PR #705, opened 2020-01-09
SPEC-1538 Add a bson corpus test with invalid type for $code when $scope is also present


p-mongo:


p-mongo:
https://jira.mongodb.org/browse/SPEC-1538

PR #706, opened 2020-01-09
SPEC-1539 Always include milliseconds when serializing datetime to extended json


p-mongo:


p-mongo:
https://jira.mongodb.org/browse/SPEC-1539

PR #707, opened 2020-01-10
SPEC-1540: Error if hint specified for unacknowledged update using legacy opcode

jmikola:
https://jira.mongodb.org/browse/SPEC-1540
https://jira.mongodb.org/browse/SPEC-1542

I didn't realize the rationale behind this copypasta when originally implementing [SPEC-1334](https://jira.mongodb.org/browse/SPEC-1334), but I understand now why it's relevant for any option that may not have a place in a legacy opcode. This could technically apply to all legacy opcode usage, but I believe unacknowledged writes are the only place where modern drivers might still use them (if they aren't already using OP_MSG).

My second commit updates language for options other than `hint` to be more clear and also adds a Q&A entry to explain our current design. That commit does not entail driver changes.

### DIFF
--- a/source/crud/crud.rst
+++ b/source/crud/crud.rst
@@ -815,7 +815,7 @@ Basic
      *
      * This option is sent only if the caller explicitly provides a true value. The default is to not send a value.
      * For servers < 3.2, this option is ignored and not sent as document validation is not available.
-     * For unacknowledged writes using opcodes, the driver MUST raise an error if the caller explicitly provides a value.
+     * For unacknowledged writes using OP_INSERT, OP_UPDATE, or OP_DELETE, the driver MUST raise an error if the caller explicitly provides a value.
      */
     bypassDocumentValidation: Optional<Boolean>;
   }
@@ -827,7 +827,7 @@ Basic
      *
      * This option is sent only if the caller explicitly provides a true value. The default is to not send a value.
      * For servers < 3.2, this option is ignored and not sent as document validation is not available.
-     * For unacknowledged writes using opcodes, the driver MUST raise an error if the caller explicitly provides a value.
+     * For unacknowledged writes using OP_INSERT, the driver MUST raise an error if the caller explicitly provides a value.
      */
     bypassDocumentValidation: Optional<Boolean>;
   }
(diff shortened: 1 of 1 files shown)


source/crud/crud.rst
```diff
@@ -1813,6 +1818,7 @@ Q: Where is ``singleBatch`` in FindOptions?
 Changes
 =======
 
+* 2020-01-10: Error if hint specified for unacknowledged update using legacy opcode
```
kevinAlbs: Per discussion, this should also error for an unacknowledged OP_MSG. A user could be setting this in an unacknowledged write with OP_MSG in a 3.6-4.2 server. Since the option is unsupported, the server would always error, but no error would be returned. (Also made a [comment in SPEC-1540|https://jira.mongodb.org/browse/SPEC-1540?focusedCommentId=2718903&page=com.atlassian.jira.plugin.system.issuetabpanels%3Acomment-tabpanel#comment-2718903])

jmikola: I'm happy to make that change here, but I'll create a separate SPEC ticket to update the other, pre-existing options (e.g. `collation`) and let it be triaged accordingly at the next leads meeting.

source/crud/crud.rst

• • •

Required action: For the string "with", show each line of the entries above where it occurs.

Output below:
SPEC-1538 Add a bson corpus test with invalid type for $code when $scope is also present
kevinAlbs: Per discussion, this should also error for an unacknowledged OP_MSG. A user could be setting this in an unacknowledged write with OP_MSG in a 3.6-4.2 server. Since the option is unsupported, the server would always error, but no error would be returned. (Also made a [comment in SPEC-1540|https://jira.mongodb.org/browse/SPEC-1540?focusedCommentId=2718903&page=com.atlassian.jira.plugin.system.issuetabpanels%3Acomment-tabpanel#comment-2718903])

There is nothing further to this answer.